- _What to produce_: Work out how many lines in the entries below include the word "observed". Give nothing but the number.
=== Begin Enclosure ===
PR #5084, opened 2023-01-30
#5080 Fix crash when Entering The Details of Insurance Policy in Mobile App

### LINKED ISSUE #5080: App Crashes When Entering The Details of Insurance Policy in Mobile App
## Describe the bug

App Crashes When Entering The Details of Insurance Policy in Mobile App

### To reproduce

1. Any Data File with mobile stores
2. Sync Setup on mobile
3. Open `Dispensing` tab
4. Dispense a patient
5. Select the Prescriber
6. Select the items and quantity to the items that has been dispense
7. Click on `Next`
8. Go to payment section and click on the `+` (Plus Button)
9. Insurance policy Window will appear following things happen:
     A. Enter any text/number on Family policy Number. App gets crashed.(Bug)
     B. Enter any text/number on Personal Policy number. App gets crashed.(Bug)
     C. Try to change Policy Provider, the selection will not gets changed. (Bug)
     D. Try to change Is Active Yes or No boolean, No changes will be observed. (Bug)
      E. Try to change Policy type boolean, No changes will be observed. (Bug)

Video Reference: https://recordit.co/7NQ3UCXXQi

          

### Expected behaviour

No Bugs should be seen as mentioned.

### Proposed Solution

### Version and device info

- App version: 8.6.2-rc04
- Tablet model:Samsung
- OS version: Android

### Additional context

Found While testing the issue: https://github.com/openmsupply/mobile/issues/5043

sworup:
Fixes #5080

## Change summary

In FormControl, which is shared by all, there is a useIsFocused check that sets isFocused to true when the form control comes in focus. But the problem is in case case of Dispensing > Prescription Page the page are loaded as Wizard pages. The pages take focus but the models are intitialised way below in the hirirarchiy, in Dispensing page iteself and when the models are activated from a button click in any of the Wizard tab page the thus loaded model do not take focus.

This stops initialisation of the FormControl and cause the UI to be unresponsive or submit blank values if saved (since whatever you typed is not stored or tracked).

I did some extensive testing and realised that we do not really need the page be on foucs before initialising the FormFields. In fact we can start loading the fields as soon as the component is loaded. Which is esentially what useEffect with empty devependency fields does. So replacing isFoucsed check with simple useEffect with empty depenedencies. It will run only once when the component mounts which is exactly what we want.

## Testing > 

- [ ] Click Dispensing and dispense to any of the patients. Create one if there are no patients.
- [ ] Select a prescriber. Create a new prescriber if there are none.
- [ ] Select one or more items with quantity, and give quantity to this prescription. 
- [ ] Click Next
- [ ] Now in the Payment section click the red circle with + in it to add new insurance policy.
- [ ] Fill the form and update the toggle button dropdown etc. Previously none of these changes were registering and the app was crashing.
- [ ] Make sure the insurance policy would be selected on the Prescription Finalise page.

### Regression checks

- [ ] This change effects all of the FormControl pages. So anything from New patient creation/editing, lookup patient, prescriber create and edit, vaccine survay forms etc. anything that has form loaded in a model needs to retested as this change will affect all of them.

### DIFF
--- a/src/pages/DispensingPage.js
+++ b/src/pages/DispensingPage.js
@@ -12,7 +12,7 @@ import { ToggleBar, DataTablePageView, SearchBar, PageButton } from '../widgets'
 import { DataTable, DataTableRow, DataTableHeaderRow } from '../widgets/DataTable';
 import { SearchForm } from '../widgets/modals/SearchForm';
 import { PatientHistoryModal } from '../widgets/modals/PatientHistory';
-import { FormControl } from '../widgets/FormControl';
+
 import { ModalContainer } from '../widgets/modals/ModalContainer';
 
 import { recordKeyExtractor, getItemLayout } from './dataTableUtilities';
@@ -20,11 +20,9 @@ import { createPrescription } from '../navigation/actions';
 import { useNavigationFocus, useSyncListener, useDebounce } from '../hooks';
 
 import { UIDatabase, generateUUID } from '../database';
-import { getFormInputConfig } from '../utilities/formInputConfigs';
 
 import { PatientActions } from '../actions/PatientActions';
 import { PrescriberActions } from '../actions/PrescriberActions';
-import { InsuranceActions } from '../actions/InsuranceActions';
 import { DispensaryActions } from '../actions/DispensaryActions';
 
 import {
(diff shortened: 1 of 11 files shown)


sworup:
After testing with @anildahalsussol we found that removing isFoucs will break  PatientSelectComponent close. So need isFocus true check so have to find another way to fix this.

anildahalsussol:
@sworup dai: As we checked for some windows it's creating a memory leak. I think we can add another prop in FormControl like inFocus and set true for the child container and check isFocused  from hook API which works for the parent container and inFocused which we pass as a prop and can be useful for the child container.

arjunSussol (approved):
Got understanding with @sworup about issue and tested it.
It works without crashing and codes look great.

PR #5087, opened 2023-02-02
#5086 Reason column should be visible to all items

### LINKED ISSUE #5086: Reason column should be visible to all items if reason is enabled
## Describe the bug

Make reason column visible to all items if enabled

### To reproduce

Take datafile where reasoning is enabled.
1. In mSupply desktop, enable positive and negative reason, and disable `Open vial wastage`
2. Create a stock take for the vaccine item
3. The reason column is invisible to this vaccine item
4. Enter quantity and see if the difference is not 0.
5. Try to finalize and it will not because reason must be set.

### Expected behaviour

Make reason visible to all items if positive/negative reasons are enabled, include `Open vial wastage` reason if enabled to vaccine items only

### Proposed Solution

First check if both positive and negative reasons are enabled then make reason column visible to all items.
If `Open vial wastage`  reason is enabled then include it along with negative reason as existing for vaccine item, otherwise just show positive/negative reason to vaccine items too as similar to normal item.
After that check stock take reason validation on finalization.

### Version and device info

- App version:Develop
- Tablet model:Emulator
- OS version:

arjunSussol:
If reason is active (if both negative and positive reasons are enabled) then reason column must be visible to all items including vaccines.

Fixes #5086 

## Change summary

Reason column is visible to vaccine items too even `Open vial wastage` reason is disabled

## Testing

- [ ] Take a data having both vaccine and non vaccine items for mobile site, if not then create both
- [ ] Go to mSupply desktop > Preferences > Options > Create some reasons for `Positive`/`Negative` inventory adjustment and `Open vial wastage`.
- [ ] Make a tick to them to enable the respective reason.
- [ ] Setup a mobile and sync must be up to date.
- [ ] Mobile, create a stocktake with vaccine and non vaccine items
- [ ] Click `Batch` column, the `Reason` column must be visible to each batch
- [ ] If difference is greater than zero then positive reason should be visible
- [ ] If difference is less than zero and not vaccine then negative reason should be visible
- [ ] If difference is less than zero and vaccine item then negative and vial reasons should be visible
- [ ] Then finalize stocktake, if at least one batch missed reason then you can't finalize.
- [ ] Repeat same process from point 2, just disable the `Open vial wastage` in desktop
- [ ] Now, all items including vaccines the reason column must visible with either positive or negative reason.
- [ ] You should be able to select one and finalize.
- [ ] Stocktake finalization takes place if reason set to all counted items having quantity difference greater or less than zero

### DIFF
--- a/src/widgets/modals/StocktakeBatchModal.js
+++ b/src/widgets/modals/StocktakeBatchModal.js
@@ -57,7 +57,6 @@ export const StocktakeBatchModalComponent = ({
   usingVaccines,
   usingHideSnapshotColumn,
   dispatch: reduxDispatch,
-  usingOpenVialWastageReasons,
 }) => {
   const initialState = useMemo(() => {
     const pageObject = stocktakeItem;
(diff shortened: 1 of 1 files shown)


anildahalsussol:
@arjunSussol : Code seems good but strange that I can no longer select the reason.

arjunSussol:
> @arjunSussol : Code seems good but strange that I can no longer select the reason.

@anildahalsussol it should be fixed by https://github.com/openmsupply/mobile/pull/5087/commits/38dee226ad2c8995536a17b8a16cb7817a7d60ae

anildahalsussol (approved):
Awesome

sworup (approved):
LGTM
=== End Enclosure ===
- _Task solution_: 2